The Tablette Reference Eight Signature is a definitive monitor level design. The remarkably flat frequency response is characterised by a smooth, natural and detailed output delivered with a surprising level of power, weight and scale. This diminutive powerhouse can be placed on shelves or ledges, but for true high-end listening is best mounted on heavy rigid stands. 









*Technical Info:*

*Nominal Impedance*
8 ohms
*
Recommended Amplifiers*
10 to 100 watts

*Frequency Response*
38hz to 30Khz

*Sensitivity*
86db linear for 1 watt at 1 metre

*Bass/Midrange*
4 1/2" long throw cone design with linear low distortion motor system, neodymium bar magnet, copper rings and phase plug. ProAc diecast chassis.

*Tweeter*
1" soft silk dome exclusive to ProAc with special surround and inner chamber

*Crossover*
Finest components on dedicated circuit board. Multistrand oxygen-free cable throughout.
Split for optional bi-wiring and bi-amping.

*Dimensions*
10 1/2" (266mm) high
6" (152mm) wide
9" (228mm) deep

*Mode*
Stand/Shelf mounting

*Grille*
Acoustically transparent crimplene

*Finish*
Available in the following real wood veneers: Ebony, Maple, Birds Eye Maple, Cherry, Black Ash and Mahogany.

*RRP: $1699*


----------



## recruit (May 9, 2009)

*Re: Proac tablette reference 8 signature*

I have been trying out these little beauties for a second system, which would be just 2 channel use only and have to say they are incredible for there size, even off my main system they give a beautiful detailed image of the music being played, very impressed I am also trying to get hold of the Response D28 & D38's to try out for my main system so will try do a review on both and maybe these little beauties!


----------



## brucek (Apr 11, 2006)

> I am also trying to get hold of the Response D28 & D38's to try out for my main system


You won't be disappointed. I have a set of ProAc Response 3.8, and they are extremely nice. An especially good soundstage, and well suited to folk, jazz, classical type music. I wouldn't class them as a rock speaker. All my music listening is two channel.

The Tablettes look great. Strange mid/bass driver.

brucek


----------



## recruit (May 9, 2009)

thanks brucek  the 3.8 are beautiful speakers and heard them many years ago at a show I went to and loved them, I have actually owned a set of Response D15's in the past in a 2 channel setup and fell in love with the Response D80's but you really do need a BIG room to get the best out of them, they were being run off a Meridian 808i Signature CD player and Meridian amps and probably the best sound I have heard.

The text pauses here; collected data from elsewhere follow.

PR #1555, opened 2023-07-04
h3: allow applications to set additional settings

francoismichel:
Using additional settings, an application can configure and set H3 settings that are not explicitly handled by quiche.

This can be useful to develop some apps atop quiche's h3 without needing quiche to explicitly support it.

For instance, I use it in my webtransport implementation atop quiche: https://github.com/francoismichel/webtransport-quiche/blob/269d8fcba3e874c1984ec65c6dfd653cce4c15eb/src/lib.rs#L97C13-L97C13

Let me know your thoughts and comments.

Cheers,

François

### DIFF
--- a/quiche/src/h3/frame.rs
+++ b/quiche/src/h3/frame.rs
@@ -70,6 +70,7 @@ pub enum Frame {
         connect_protocol_enabled: Option<u64>,
         h3_datagram: Option<u64>,
         grease: Option<(u64, u64)>,
+        additional_settings: Option<Vec<(u64, u64)>>,
         raw: Option<Vec<(u64, u64)>>,
     },
 
@@ -181,6 +182,7 @@ impl Frame {
                 connect_protocol_enabled,
                 h3_datagram,
                 grease,
+                additional_settings,
                 ..
             } => {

I think I will love the D28/D38's and am more leaning towards the D38's as I think it will bring out the best in my system, but will make that judgement once I have listened to both.

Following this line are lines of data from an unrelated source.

PR #1557, opened 2023-07-07
nginx: sync patch

ghedo:
Haven't done this in a while... sync with internal repo.

### DIFF
--- a/nginx/README.md
+++ b/nginx/README.md
@@ -159,6 +159,26 @@ Sets the per-stream incoming flow control limit.
 
 Sets the timeout of inactivity after which the connection is closed.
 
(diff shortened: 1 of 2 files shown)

The tablettes are tiny speakers but give such a beautiful sound, but are suited to smaller rooms and these will go in my bedroom for a smaller HiFi setup, probably Cyrus, as they work well together, I love the look of the copper phase plugs.


----------



## recruit (May 9, 2009)

brucek said:


> You won't be disappointed. I have a set of ProAc Response 3.8, and they are extremely nice. An especially good soundstage, and well suited to folk, jazz, classical type music. I wouldn't class them as a rock speaker. All my music listening is two channel.
> 
> The Tablettes look great. Strange mid/bass driver.
> 
> brucek


bruce, there is a pair of D38's (in Cherry) on ebay that I am keeping an eye on, atm they are up to £1,701.00 but am sure that will go up considerably higher before it is over, but you never know a bargain could be had here :whistling:


----------



## brucek (Apr 11, 2006)

> they are up to £1,701.00


I wouldn't hold my breath. hehehe

The D38 lists new for about US$9300 (£5550).

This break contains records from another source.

Issue #1559, opened 2023-07-07
quiche/src/tls.rs uses an unsafe bindings strategy


davidben:
https://github.com/cloudflare/quiche/blob/master/quiche/src/tls.rs#L1255 contains a pile of hand-written bindings for BoringSSL functions. BoringSSL is not ABI-stable, so this is not a supported way to use the library. This will result in subtle memory errors, with no checking that you've gotten it right.

Indeed, there are already mistakes:
https://github.com/cloudflare/quiche/blob/master/quiche/src/tls.rs#L1442C8-L1443

BoringSSL uses `size_t`, not `int`, for those functions. That means this crate only works correctly on calling conventions where `int` and `size_t` are compatible. Specifically, on 64-bit platforms, you're relying on the upper half of the 64-bit register having a defined value when it is used to pass in a 32-bit parameter. You're in luck that most calling conventions require this, but this is not guaranteed.

This should be replaced with something robust, e.g. bindgen.

ghedo:
> This should be replaced with something robust, e.g. bindgen.

Yes, though the main complication is that we don't enforce a specific version of BoringSSL and we don't necessarily have access to the headers for that version (e.g. an application can provide its own BoringSSL build). Need to figure out a way to work around that.

davidben:
Not having headers seems unlikely to work well, given how we expect BoringSSL to be used. You also don't usually expect to be able to use a library in C without its headers.

Perhaps you all could transition to requiring the application provide both the build and the headers?

davidben:
In parallel, I suppose I can start by upstreaming some changes to gradually take the hand-transcribed bindings closer to what bindgen would have generated. There are quite a few mistakes. :-)

davidben:
Any news on this? This is a memory safety vulnerability waiting to happen if we, e.g., ever extend our existing structs.

PR #1561, opened 2023-07-11
Fix a pile of incorrect bindings in tls.rs

davidben:
See issue #1559. This does not fix the crate's unsafe bindings strategy, but corrects some of the mistakes that snuck in as a result of this unsafe strategy.

One thing to call out is that sk_num and sk_value's index types were wrong. This would have caused a problem were the crate not saved by most 64-bit calling conventions defining the upper half of the register when a 64-bit register is used to pass a 32-bit value. (But I have not carefully checked all calling conventions for this. The real fix is to stop writing bindings this way. This bindings strategy is even less safe than calling the library from C, which is quite a low bar to fail!)

Beyond that, the issues are mostly const-ness, though one notable issue is that function pointers need to be imported as Option. Also the return value for set_min_proto_version and set_max_proto_version was being silently ignored.

### DIFF
--- a/quiche/src/tls.rs
+++ b/quiche/src/tls.rs
@@ -705,7 +705,7 @@ impl Handshake {
                 map_result_ptr(SSL_get0_peer_certificates(self.as_ptr())).ok()?;
 
             let num = sk_num(chain);
-            if num <= 0 {
+            if num == 0 {
                 return None;
             }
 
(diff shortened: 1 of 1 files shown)


ghedo (approved):

ghedo:
Merged, thanks! Just fixed a couple of clippy warnings.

I can vouch that they are a really nice speaker though. I remember when I heard my 3.8's in the store. I thought (and still do) that they're the nicest speaker I had ever heard. Mine are cherry too. The D38 may be even better than the 3.8. I've read the sound is the same, but they're more sensitive. It's the pesky price tag that is the real rub.

Good luck. 

brucek


----------



## recruit (May 9, 2009)

cheers, there is a day left on them to bid, so here is hoping :spend:


----------